LA PATRIA ACÚSTICA
Por Manuel Pereira
Mapa de países en los que se habla español. |
La patria (al menos para los escritores) es mucho más que un trozo de tierra, es también la lengua, sobre todo, el lenguaje. Eso lo descubrí en 1978, tras un viaje a la Unión Soviética. Al cabo de un par de semanas chapurreando y desempolvando los dos años de ruso que estudié de niño, volé de regreso a Cuba con una escala en Madrid. Llevaba tantos días sin oír mi propio idioma que al escuchar a todos hablando español en Barajas experimenté una especie de iluminación auditiva. Pasar de la lengua de Pushkin a la de Cervantes en cinco horas de vuelo fue una epifanía en la Trompa de Eustaquio. Acababa de aterrizar en la Patria Acústica.
Cuando oí a los camareros en la cafetería del aeropuerto, o a los guardias civiles con sus tricornios negros, sentí una alegría tan indecible que estuve a punto de abrazarlos. Recuperar la lengua materna, sumergirme de nuevo en el castellano, fue una experiencia casi metafísica, como si el avión que despegó de Moscú, en vez de transportarme por los cielos babélicos de las Europas, me hubiera catapultado hacia la reminiscencia en una inefable transmigración de las palabras.
Pasaron los años y vino el destierro: me fui a vivir a España. Y entonces empecé a descubrir las diferencias entre el español insular y el peninsular. Por mi trabajo de traductor, tuve que adaptarme al castellano castizo y renunciar, en parte, a mi léxico saturado de cubanismos. Fue una conmoción semántica. Por ejemplo, en vez de “jugo” tuve que acostumbrarme a decir “zumo”, o de lo contrario me miraban como si yo fuera un extraterrestre y no aceptaban mis traducciones en las editoriales. Si decía o escribía “máquina” o “carro”, también me miraban perplejos; había que decir “coche” (aunque me sonara a carruaje tirado por caballos).
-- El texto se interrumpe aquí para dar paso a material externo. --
Issue #2282, opened 2017-09-11
Pfsense null configuration XML tag format has changed


redshiftzero:
## Description 

It looks like there have been some changes to the XML null configuration tag format used by pfSense, now requiring `<tag></tag>` instead of the `<tag/>` format currently used in the templates that SecureDrop is shipping. 

Upstream issue: https://redmine.pfsense.org/issues/6893

## Steps to Reproduce

1. Download firewall templates.
2. Attempt to load.

## Expected Behavior

Template loads obviating the need for manual config.

## Actual Behavior

The template does not load. 

## Comments

This necessitates the templates to be regenerated using the (latest) updated format. 

Given the tight timeline until 0.4.3 is released, I suggest that we push the resolution of this into 0.4.4 to give sufficient time to generate and test the updated firewall templates. In the meantime, people installing SecureDrop will need to fall back to the manual configuration, and the documentation should indicate that manual configuration is necessary to avoid frustration in current users. 

@freddymartinez9 discovered this while testing #2281 on hardware.

freddymartinez9:
I realized yesterday that I am in the middle of a fresh install with the latest pfSense. When I have a SD install complete with a clean (factory reset device pfSense) I can do an export of their configurations, so we won't have to manually fix these tags.

freddymartinez9:
pushed this commit https://github.com/freedomofpress/securedrop/commit/ac4ce01382bd23a156140ba1d3700f7171292a77 but it requires a fresh pfSense firewall reset.  I will try to test this week

freddymartinez9:
I tested my commit https://github.com/freedomofpress/securedrop/commit/ac4ce01382bd23a156140ba1d3700f7171292a77 just now using a working SecureDrop install. Here is what I did:
 1) Manually install SecureDrop and the firewall
 2) Factory reset the pfSense firewall router
 3) Using the clearnet web browser (Unsafe browser) I went to my branch and downloaded the `.xml` files as "raw" from GitHub (**note**: this won't work using Tor due to the `clearnet` user chroot in Tails).
 4) Confirmed the factory reset was successful, no firewall rules were in the pfSense admin GUI. Also the admin user's password is reset. 
  5)  Follow the steps in our [docs](https://docs.securedrop.org/en/stable/network_firewall.html) up to "SecureDrop Configuration"
 6) Restore the `xml` files for each section.
 7) Reboot the firewall (important step)
 8) Test connectivity to the `.onion` using both Tor Browser and ssh.

[...]

PR #2283, opened 2017-09-11
Instruct users not to use XML templates for firewall config

### LINKED ISSUE #2277: The xml file aliases-config-pfSense.xml is missing starting tag.
# Bug

## Description

The xml file [aliases-config-pfSense.xml](https://github.com/freedomofpress/securedrop/blob/develop/install_files/network_firewall/aliases-config-pfSense.xml) is missing the starting tag.

The file starts with 
`aliases>` should start with `<aliases>`

redshiftzero:
## Status

Ready for review

## Description of Changes

 * Fixes #2277 (needed if we're going to use these XML files as a reference).
 * Adds documentation in light of #2282 to notify users that the templates exist purely as a reference. We can revert de527dd when #2282 is addressed.

## Testing

Review the small edits to the templates.

Review the docs.

## Deployment

None, docs only. 


redshiftzero:
Thanks for the rapid review @conorsch!

PR #2116, opened 2017-08-15
[WIP] i18n

dachary:
## Status

Work in progress

## Description of Changes

i18n of source and journalist interface. This pull request is for reference and is not meant to be merged as is. Commits are proposed as separated pulll requests. Note that the [order of the commits as presented by github is not what you would get with git log](https://help.github.com/articles/why-are-my-commits-in-the-wrong-order/). When viewed with git log the commits are grouped for clarity.

## Active pull requests waiting to be merged

These are the pull requests created from various commits in this branch.There should not be more than a few otherwise it will become difficult to manage.

* https://github.com/freedomofpress/securedrop/pull/2343
* https://github.com/freedomofpress/securedrop/pull/2344
* https://github.com/freedomofpress/securedrop/pull/2345
* https://github.com/freedomofpress/securedrop/pull/2346
* https://github.com/freedomofpress/securedrop/pull/2347
* https://github.com/freedomofpress/securedrop/pull/2348
* https://github.com/freedomofpress/securedrop/pull/2349

PR #2301, opened 2017-09-14
Less !, ID, shorter

comradekingu:


dachary:
@comradekingu do you mind if we wait until the i18n of SecureDrop is merged in before working on these improvements ? The first batch of changes was extremely useful as it helped figure out and polish a good workflow for tiny changes. However this requires a fair amount of manual work on my part because it creates conflicts with the not-yet-merged part if of the [i18n commit series](https://github.com/freedomofpress/securedrop/pull/2116).

I realize this is just me being lazy here and if the relevant parts of i18n are not merged in two weeks from now, I'll do the needful regardless.

What do you think ?

comradekingu:
@dachary We do it your way. This is all bonus stuff anyway.
Could do a more in-depth set of changes, thus far it has been a bit superficial.
Let me know when you have the time to look into things.

redshiftzero:
Thanks @comradekingu and @dachary, rebased these commits on top of i18n changes and added test changes in superseding PR #2358, let me know if you notice any issues! 😃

No podía decir “botar”, sino “tirar” o “arrojar”. Prohibido decir “¿ustedes quieren café?”, pues se imponía “vosotros queréis café?”... y así sucesivamente con un sinfín de giros, frases, modismos, palabras, que fueron invadiendo mi vocabulario (no la dicción ni el dejo habanero) a lo largo de trece años de exilio en España.
Pero todo eso cambió cuando a finales de 2004 llegué a México, donde empecé a rescatar del olvido ciertas palabras. Por ejemplo aquí dicen “plomero” -igual que en Cuba- y no “fontanero”, como en Madrid, ni mucho menos “lampista”, como en Barcelona.
Obviamente, al acercarme geográficamente a mi tierra natal, me aproximaba también a mi primera patria acústica. Aquí por fin podía volver a decir “jugo” recobrando un fragmento fonético de infancia. Por eso, cada vez que pronuncio esa palabra, la saboreo con más fruición que el jugo en sí. Comemos y bebemos recuerdos de la niñez en una restitución culinaria. De hecho, aquí consumo más jugos de naranja de los que se me antojan, acaso porque soy incapaz de diferenciar el apetito físico del espiritual, tal vez para desquitarme de todos los años que estuve obligado a decir y escribir “zumo”. Aquí, por fin, regresé al “ustedes” y me liberé del arcaico “vosotros” que me hacía pensar que estaba castigado en secundaria recitando a Zorrilla o protagonizando una obra de Lope de Vega.
En México felizmente puedo decir “botar” en vez de tirar. Aquí exhumé vocablos y giros entrañables, medio olvidados, recolectándolos como perlas extraviadas en el fondo del mar. Así, cambié el exótico “chaval” por el más consabido y jovial “chamaco”. Prescindí de la secuencia preposicional “a por” que tan anómala me parecía y me sigue pareciendo. En vez de “voy a por pan” ahora podía decir “voy por pan” o “a comprar pan”. Aquí puedo decir “carro” sin ningún problema. Sobre todo me encanta haber reconquistado el delicioso verbo “jalar”, que me recibe rotulado en muchas puertas, lo mismo en los supermercados que en los bancos. Jalar: verbo náutico, al igual que “botar”, porque las Antillas fueron colonizadas por navegantes, piratas, bucaneros, filibusteros, negreros, contrabandistas y otras gentes de mar, razón por la cual la jerga marinera impregna nuestras formas de expresión orales y escritas. No se trata solamente de variantes coloquiales, no es mera cuestión gramatical, porque la lengua, el lenguaje, es el alma. Por algo será que el Verbo es la segunda persona de la Santísima Trinidad, y no en vano dijo Juan: “En el principio era el Verbo”.